---- RECORDS FOR THIS EXERCISE

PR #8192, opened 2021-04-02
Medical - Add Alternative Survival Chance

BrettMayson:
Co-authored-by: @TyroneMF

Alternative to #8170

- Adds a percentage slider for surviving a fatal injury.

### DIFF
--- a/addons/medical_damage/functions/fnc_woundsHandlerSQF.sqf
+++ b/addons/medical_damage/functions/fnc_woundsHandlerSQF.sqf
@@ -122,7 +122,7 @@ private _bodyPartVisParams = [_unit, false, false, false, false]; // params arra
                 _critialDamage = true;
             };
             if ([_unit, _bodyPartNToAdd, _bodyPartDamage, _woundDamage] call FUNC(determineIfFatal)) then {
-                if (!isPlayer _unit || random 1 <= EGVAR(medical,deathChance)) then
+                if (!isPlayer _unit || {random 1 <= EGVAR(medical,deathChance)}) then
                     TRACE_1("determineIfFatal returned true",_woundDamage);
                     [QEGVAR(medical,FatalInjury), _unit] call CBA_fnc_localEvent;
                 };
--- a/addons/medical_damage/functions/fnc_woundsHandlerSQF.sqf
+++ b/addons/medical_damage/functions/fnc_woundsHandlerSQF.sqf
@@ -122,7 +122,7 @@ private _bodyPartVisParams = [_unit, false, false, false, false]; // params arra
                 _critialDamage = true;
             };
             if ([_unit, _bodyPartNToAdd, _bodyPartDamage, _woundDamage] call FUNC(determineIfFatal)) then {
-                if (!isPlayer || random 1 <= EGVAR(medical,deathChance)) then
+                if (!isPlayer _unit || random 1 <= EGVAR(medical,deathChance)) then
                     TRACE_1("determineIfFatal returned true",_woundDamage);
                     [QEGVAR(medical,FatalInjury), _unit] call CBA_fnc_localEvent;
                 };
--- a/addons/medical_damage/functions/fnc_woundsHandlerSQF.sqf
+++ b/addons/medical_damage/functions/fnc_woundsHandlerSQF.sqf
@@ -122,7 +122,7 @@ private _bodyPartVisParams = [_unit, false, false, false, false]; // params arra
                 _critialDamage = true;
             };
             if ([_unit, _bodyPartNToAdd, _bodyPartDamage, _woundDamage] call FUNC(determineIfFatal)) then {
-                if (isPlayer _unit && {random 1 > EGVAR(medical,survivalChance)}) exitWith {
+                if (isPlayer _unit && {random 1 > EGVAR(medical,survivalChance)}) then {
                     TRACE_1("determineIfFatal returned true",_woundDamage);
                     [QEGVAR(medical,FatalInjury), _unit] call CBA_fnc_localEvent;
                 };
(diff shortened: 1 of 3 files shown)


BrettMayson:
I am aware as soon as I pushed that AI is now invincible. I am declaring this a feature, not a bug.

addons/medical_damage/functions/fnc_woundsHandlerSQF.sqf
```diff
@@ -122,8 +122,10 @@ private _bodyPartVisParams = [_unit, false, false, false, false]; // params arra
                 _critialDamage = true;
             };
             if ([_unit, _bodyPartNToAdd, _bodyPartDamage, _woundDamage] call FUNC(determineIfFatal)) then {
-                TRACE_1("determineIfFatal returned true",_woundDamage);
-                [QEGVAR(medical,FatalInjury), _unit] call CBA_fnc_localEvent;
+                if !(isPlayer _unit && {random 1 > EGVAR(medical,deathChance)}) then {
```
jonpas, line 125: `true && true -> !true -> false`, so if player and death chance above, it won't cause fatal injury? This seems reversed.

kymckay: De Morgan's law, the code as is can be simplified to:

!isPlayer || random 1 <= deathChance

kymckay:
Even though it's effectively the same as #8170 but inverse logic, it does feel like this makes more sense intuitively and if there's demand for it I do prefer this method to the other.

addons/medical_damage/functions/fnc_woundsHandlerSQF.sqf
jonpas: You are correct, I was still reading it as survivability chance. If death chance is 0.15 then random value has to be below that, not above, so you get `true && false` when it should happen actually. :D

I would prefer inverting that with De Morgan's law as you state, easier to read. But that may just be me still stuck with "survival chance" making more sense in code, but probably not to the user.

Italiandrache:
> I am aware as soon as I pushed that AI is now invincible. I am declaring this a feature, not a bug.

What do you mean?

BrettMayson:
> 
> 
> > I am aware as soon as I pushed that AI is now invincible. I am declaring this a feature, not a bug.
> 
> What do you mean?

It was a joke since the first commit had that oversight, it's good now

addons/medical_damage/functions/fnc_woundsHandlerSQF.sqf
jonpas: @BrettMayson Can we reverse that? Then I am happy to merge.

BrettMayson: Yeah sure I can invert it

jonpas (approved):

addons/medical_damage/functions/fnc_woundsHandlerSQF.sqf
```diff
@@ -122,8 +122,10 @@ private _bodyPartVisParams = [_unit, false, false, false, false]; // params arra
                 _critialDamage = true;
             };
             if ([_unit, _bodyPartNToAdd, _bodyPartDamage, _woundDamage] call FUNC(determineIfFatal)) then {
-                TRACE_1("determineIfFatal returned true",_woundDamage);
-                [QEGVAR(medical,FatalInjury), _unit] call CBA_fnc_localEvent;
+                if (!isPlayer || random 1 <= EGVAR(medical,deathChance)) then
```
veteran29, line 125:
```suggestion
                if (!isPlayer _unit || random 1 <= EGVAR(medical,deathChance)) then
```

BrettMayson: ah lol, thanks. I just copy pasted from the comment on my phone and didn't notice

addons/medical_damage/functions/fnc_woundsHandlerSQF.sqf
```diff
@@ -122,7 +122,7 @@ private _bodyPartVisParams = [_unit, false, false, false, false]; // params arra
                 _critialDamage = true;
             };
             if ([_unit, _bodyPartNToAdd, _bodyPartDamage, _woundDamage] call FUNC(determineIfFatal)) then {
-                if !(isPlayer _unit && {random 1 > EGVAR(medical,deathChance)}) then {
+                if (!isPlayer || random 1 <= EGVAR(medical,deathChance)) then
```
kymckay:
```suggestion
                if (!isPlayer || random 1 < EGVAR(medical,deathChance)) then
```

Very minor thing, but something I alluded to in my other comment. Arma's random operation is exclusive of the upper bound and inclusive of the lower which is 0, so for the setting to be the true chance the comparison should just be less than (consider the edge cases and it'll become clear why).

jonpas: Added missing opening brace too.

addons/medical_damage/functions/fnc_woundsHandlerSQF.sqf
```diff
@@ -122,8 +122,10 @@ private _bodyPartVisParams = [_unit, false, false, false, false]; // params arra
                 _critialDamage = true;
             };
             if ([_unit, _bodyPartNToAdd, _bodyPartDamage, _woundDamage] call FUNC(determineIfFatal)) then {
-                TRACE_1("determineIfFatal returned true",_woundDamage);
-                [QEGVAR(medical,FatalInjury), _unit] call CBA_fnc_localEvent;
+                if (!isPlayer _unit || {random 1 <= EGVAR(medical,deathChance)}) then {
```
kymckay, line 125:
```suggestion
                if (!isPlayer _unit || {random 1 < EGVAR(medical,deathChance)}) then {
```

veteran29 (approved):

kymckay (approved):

--------
---- RECORDS FOR THIS EXERCISE

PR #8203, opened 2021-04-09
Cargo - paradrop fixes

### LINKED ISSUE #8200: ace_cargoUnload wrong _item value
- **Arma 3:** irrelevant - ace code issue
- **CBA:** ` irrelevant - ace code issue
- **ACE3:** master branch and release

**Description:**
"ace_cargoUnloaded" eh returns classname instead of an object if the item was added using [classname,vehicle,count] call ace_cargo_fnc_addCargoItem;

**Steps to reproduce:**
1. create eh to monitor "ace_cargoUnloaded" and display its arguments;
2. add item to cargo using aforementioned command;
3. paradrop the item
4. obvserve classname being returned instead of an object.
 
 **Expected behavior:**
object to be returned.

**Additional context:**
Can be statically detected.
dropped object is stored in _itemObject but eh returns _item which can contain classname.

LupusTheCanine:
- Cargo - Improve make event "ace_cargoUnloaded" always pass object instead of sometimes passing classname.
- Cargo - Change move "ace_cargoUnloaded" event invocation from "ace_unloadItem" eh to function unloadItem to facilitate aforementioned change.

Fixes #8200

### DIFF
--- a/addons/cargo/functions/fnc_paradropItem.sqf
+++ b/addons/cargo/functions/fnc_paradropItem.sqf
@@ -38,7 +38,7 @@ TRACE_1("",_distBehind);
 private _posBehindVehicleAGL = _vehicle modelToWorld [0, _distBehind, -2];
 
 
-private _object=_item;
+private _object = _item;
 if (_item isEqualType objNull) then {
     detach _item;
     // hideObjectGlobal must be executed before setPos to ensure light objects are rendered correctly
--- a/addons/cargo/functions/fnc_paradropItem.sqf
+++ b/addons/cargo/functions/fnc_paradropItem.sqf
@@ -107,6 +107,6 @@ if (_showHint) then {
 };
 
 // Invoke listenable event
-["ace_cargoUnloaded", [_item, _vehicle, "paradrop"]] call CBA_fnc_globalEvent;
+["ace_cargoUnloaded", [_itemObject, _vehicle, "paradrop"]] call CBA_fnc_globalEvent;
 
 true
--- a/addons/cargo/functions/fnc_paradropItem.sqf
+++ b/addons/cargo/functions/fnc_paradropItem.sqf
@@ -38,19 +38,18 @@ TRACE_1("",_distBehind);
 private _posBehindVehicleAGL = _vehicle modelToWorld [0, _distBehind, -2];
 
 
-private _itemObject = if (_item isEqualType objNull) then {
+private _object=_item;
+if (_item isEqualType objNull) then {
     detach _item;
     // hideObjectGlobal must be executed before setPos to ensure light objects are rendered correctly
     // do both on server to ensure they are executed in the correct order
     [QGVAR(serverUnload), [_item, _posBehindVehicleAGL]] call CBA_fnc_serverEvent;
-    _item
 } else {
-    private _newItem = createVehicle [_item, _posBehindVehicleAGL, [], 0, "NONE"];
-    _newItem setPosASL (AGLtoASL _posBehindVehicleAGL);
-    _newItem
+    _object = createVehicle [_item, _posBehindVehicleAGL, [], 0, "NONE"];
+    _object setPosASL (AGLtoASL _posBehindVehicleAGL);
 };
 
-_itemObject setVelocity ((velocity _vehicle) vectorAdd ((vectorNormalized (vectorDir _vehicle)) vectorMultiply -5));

--------
---- RECORDS FOR THIS EXERCISE

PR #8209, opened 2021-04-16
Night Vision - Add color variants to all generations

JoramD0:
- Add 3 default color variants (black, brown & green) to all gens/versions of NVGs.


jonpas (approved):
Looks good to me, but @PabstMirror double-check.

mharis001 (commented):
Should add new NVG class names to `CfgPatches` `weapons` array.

--------

# WORK TO COMPLETE:
Please return the lines above that run from the line containing "4. obvserve classname" to the line containing "-private _itemObject = if", inclusive, exactly and with no other lines.

# OUTPUT OF THE EXERCISE:
4. obvserve classname being returned instead of an object.
 
 **Expected behavior:**
object to be returned.

**Additional context:**
Can be statically detected.
dropped object is stored in _itemObject but eh returns _item which can contain classname.

LupusTheCanine:
- Cargo - Improve make event "ace_cargoUnloaded" always pass object instead of sometimes passing classname.
- Cargo - Change move "ace_cargoUnloaded" event invocation from "ace_unloadItem" eh to function unloadItem to facilitate aforementioned change.

Fixes #8200

### DIFF
--- a/addons/cargo/functions/fnc_paradropItem.sqf
+++ b/addons/cargo/functions/fnc_paradropItem.sqf
@@ -38,7 +38,7 @@ TRACE_1("",_distBehind);
 private _posBehindVehicleAGL = _vehicle modelToWorld [0, _distBehind, -2];
 
 
-private _object=_item;
+private _object = _item;
 if (_item isEqualType objNull) then {
     detach _item;
     // hideObjectGlobal must be executed before setPos to ensure light objects are rendered correctly
--- a/addons/cargo/functions/fnc_paradropItem.sqf
+++ b/addons/cargo/functions/fnc_paradropItem.sqf
@@ -107,6 +107,6 @@ if (_showHint) then {
 };
 
 // Invoke listenable event
-["ace_cargoUnloaded", [_item, _vehicle, "paradrop"]] call CBA_fnc_globalEvent;
+["ace_cargoUnloaded", [_itemObject, _vehicle, "paradrop"]] call CBA_fnc_globalEvent;
 
 true
--- a/addons/cargo/functions/fnc_paradropItem.sqf
+++ b/addons/cargo/functions/fnc_paradropItem.sqf
@@ -38,19 +38,18 @@ TRACE_1("",_distBehind);
 private _posBehindVehicleAGL = _vehicle modelToWorld [0, _distBehind, -2];
 
 
-private _itemObject = if (_item isEqualType objNull) then {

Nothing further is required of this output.